Case studies

Building capacity in strategic
stakeholder engagement

AngloGold Ashanti has been working with the University of Cape Town’s Graduate School of Business since 2004 on its suite of management development programmes, which bring together employees from all parts of the world in a process of shared learning and development. Following in this vein, the company collaborated in 2008 with the university and with other companies in the sector on the design of a postgraduate diploma in management tailored specifically to the mining industry’s sustainability practitioners, which applies the concepts of systems thinking and action learning to the field of strategic stakeholder engagement.

The Graduate School of Business integrates ideas underpinning adult learning, systems thinking and action learning to design and deliver programmes which are based on an entirely new concept in management education and have been acknowledged as some of the most innovative available in South Africa today. Targeted at practising managers, the starting point is that the world of management is too complex to lend to simple prescriptions and formulaic methods. Process and knowledge are emphasised, rather than just technique. The main thrusts are nurturing self-awareness in the relevant institutional and societal contexts and building analytical and systems thinking skills. This process fosters empowerment to tackle fresh problems of all kinds and in any context.

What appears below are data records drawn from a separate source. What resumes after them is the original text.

Issue #1530, opened 2026-08-16
release.yml's git-log notes fallback fires silently — third recurrence of the same class


ishiland:
`.github/workflows/release.yml` extracts the release body from `CHANGELOG.md` by matching the version header:

```sh
NOTES=$(awk "/^## \[${CHANGELOG_VERSION}\]/{found=1; next} /^## \[/{if(found) exit} found{print}" CHANGELOG.md)

if [ -z "$(printf '%s' "$NOTES" | tr -d '[:space:]')" ]; then
  # Fallback: generate from git log
  NOTES=$(git log --format="- %s" "${PREV}..${TAG}" --no-merges | grep -v "^- docs(" | grep -v "^- chore(" | head -30)
fi
```

When the header is absent for any reason, `found` is never set, `NOTES` is empty, and the fallback publishes a raw commit-subject list **with no warning anywhere** — no annotation, no step summary, nothing in the job log distinguishing "curated notes" from "we could not find them."

## Why this is worth changing

This is the third recorded case of the fallback firing when it should not have:

1. **#715** — every prerelease tag published the fallback, because an RC tag has no CHANGELOG section of its own and never will.
2. **#715 review** — a section containing only whitespace made `[ -z ]` false, so a release published effectively blank notes.
3. **2026-08-16, during #1518** — a new Unreleased entry landed on top of `## [1.13.1] - 2026-08-14` and deleted the header. The Version Coherence gate caught it before merge, so nothing shipped.

Each was fixed by making the *matching* smarter. The pattern across three says the problem is the silence, not the matcher: every failure mode of the extraction looks identical to success from the outside, and is found by someone noticing rather than by the pipeline reporting it.

## The current defense, and what it does not cover

`check_version_coherence.py` validates the header set and is what caught case 3 — the defense worked. The residual gap is narrower but real:

- A release whose notes come from the fallback is indistinguishable, in the published output, from one whose notes were curated.
- The fallback's filter drops every `docs(` and `chore(` subject and caps at 30 entries, so a fallback release is quietly incomplete as well as uncurated.

## Suggested change

Keep the fallback — a failed extraction must not block a release — but make it loud:

- `::warning::` annotation naming the version whose CHANGELOG section could not be found.
- A line in the job summary saying the notes are auto-generated rather than curated.
- Optionally a marker in the release body itself, so the state is visible to readers rather than only to whoever reads the workflow log.

The goal is that "the fallback fired" becomes something the pipeline announces, instead of something discovered three times by accident.

PR #1591, opened 2026-08-18
ci(release): dispatch a geolens-release event to the site after the Release publishes

ishiland:
## Summary

CI-1: getgeolens.com already declares `repository_dispatch: [geolens-release]` for its release-drift check, and a companion PR there (geolens-io/getgeolens.com#108) adds a `release-sync.yml` that opens a docs-contract PR on that same event. Nothing on this side ever fired the event, so the site's contract, OpenAPI snapshot, and installer sync stayed a manual step after every release.

This adds one step to `release.yml`'s `release` job, after the GitHub Release and its uploads (install script, SHA256SUMS) succeed. It checks that the dispatched tag is actually the latest published release, then fires the dispatch:

```yaml
- name: Notify the site of the release
  if: ${{ !contains(env.TAG, '-') }}
  env:
    RELEASE_READ_TOKEN: ${{ secrets.GITHUB_TOKEN }}
    SITE_DISPATCH_TOKEN: ${{ secrets.SITE_DISPATCH_TOKEN }}
  continue-on-error: true
  run: |
    LATEST="$(GH_TOKEN="$RELEASE_READ_TOKEN" gh api "repos/${GITHUB_REPOSITORY}/releases/latest" --jq .tag_name)"
    if [ "$LATEST" != "$TAG" ]; then
      echo "::notice ...skipping, not the latest release..."
      exit 0
    fi
    if [ -z "$SITE_DISPATCH_TOKEN" ]; then
      echo "::notice ...SITE_DISPATCH_TOKEN not set..."
      exit 0
    fi
    GH_TOKEN="$SITE_DISPATCH_TOKEN" gh api repos/geolens-io/getgeolens.com/dispatches \
      -f event_type=geolens-release \
      -f "client_payload[version]=${TAG}"
```

A few things worth calling out:

- **A monotonicity guard.** `release.yml` has no `concurrency:` group and `prod-smoke.yml` runs tag smokes in parallel, so an older tag's smoke can finish after a newer tag's release already published, or a re-run can replay an old tag's smoke. Dispatching in either case would tell the site to sync backwards. The step reads this repo's actual latest release first and skips (with a visible `::notice::`) unless the dispatched tag matches it.
- **Only GA tags dispatch.** `!contains(env.TAG, '-')` mirrors the `case "${TAG}" in *-*)` prerelease check already used a few lines up in the "Create release" step. A prerelease never gets promoted to the "latest" release that the site's install one-liner and archive link follow, so there's nothing for the site to sync.
- **Missing secret skips, but visibly.** An earlier version of this gated the whole step's `if:` on the secret being present, since `secrets` isn't in the context list GitHub documents for `jobs.<job_id>.steps.if` (`github, needs, strategy, matrix, job, runner, env, vars, steps, inputs`, per the [contexts reference](https://docs.github.com/en/actions/reference/workflows-and-actions/contexts)), so it went through `env` instead. The problem: a step skipped by `if:` shows as a bare grey "skipped" in the run, which is exactly how a missing token would go unnoticed. This file already hit that failure mode once, with the CHANGELOG-derived release notes fallback a bit further up (`#1530` and its history). Now the step always runs, and the missing-secret and stale-tag cases log a `::notice::` plus a `$GITHUB_STEP_SUMMARY` line from inside the script instead.
- **Two tokens, because they read different repos.** Checking this repo's latest release and dispatching to the site both need `gh api` calls, but `SITE_DISPATCH_TOKEN` has no read access here and the default token has no access on the site repo. The step takes `RELEASE_READ_TOKEN` (the default `GITHUB_TOKEN`) and `SITE_DISPATCH_TOKEN` as separate env vars and picks the right one per call.
- **A dispatch failure with the secret present warns instead of failing the job** (`continue-on-error: true` plus a `::warning::` and a step-summary line), because the release is already published by this point. Worst case, the site's own scheduled `release-drift` check catches the gap.

Also documents the secret in `RELEASE.md`'s "Cutting a release" steps, and cites the receiver PR (geolens-io/getgeolens.com#108) from the inline comment per the repo's finding-id convention.

## What Ian needs to add

Secret **`SITE_DISPATCH_TOKEN`** on this repo (geolens-io/geolens): a fine-grained PAT scoped to `Contents: read/write` on `geolens-io/getgeolens.com`, since a repository dispatch write requires contents write on the target repo.

## Verification

- `actionlint .github/workflows/release.yml`: one pre-existing SC2016 info finding on line 66 (unrelated to this change, confirmed present on `main` before this diff by stashing and re-running, and again after this revision). No new findings from the step.
- Extracted the new step's script into a standalone file with fake tokens and ran `shellcheck` on it directly: clean.
- `git diff --stat`: only `.github/workflows/release.yml` and `RELEASE.md` changed.

### DIFF
--- a/.github/workflows/release.yml
+++ b/.github/workflows/release.yml
@@ -185,20 +185,20 @@ jobs:
         # INSIDE the run script rather than in this `if:`, on purpose: a step
         # this `if:` skips shows as a bare grey "skipped" in the run, which is
         # how a missing SITE_DISPATCH_TOKEN would go unnoticed indefinitely
-        # (this file already learned that lesson once, see the release-notes
-        # fallback around line 90 for #1530 and its history). Running the
-        # step and having it log a ::notice::/::warning:: and a step-summary
-        # line keeps the same "never fail the release over this" behavior
-        # visible instead of silent.
+        # (this file already learned that lesson once, for #1530). Running
+        # the step and having it log a ::notice::/::warning:: and a
+        # step-summary line keeps the same "never fail the release over
+        # this" behavior visible instead of silent.
         if: ${{ !contains(env.TAG, '-') }}
         env:
           # Two different tokens for two different targets: reading THIS
-          # repo's latest release needs only the default token; dispatching
-          # to getgeolens.com needs a PAT scoped there (SITE_DISPATCH_TOKEN
-          # has no read access here, and the default token has no access
-          # there). Fine-grained PAT, Contents: read/write on
-          # geolens-io/getgeolens.com; absent = skipped with a ::notice::.
-          RELEASE_READ_TOKEN: ${{ secrets.GITHUB_TOKEN }}
+          # repo's latest release needs only the default GITHUB_TOKEN;
+          # dispatching to getgeolens.com needs a PAT scoped there
+          # (SITE_DISPATCH_TOKEN has no read access here, and the default
+          # token has no access there). Fine-grained PAT, Contents:
+          # read/write on geolens-io/getgeolens.com; absent = skipped with
+          # a ::notice::.
+          DEFAULT_TOKEN: ${{ secrets.GITHUB_TOKEN }}
           SITE_DISPATCH_TOKEN: ${{ secrets.SITE_DISPATCH_TOKEN }}
         # The release is already published by this point in the job. A failed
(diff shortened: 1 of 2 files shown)


ishiland:
@codex review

With a successful track record of corporate learning with AngloGold Ashanti, the company approached the Graduate School of Business and collaborated with them and other companies and organisations in the sector, to design a programme oriented towards sustainability practitioners and which would address in depth the concept of strategic stakeholder engagement.

The initial programme got underway in September 2009 with over 30 delegates from various mining companies and business organisations taking part. Nine delegates from AngloGold Ashanti’s global operations, based in DRC, Ghana, South Africa and Tanzania participated.

“The programme was a response to the complexities of the mining industry and the wide variety of stakeholders whose needs must be considered and addressed,” says Paul Hollesen, vice president of environment and community affairs and a member of the business sustainability team at AngloGold Ashanti’s corporate office in Johannesburg.

“In an increasingly interconnected and complex world it has become an essential organisational skill to be able to effectively identify and properly engage with stakeholders. Organisations need a better understanding of the multiple perspectives of their many stakeholders and the inter-relatedness of the systems in which they operate. They also need to understand how to delineate the issues they face so that they can meaningfully address them in an ethical manner. This requires a skills-set and change in perspective as offered by this course.”

The programme runs for eighteen months and is based around three full-time modules – the foundations of systemic management, strategic engagement as an organisational function and strategic engagement practices. Each module is interspersed with 12-14 weeks project work by students. The project work is integrated into each student’s own work environment to ensure that the skills learnt can be applied in practice. A fourth module is the strategic engagement project, involving the design and implementation of a relevant strategic engagement initiative within an organisational context. It is intended as a synthesis of the work done in the first three modules and to deliver practical value to the organisation.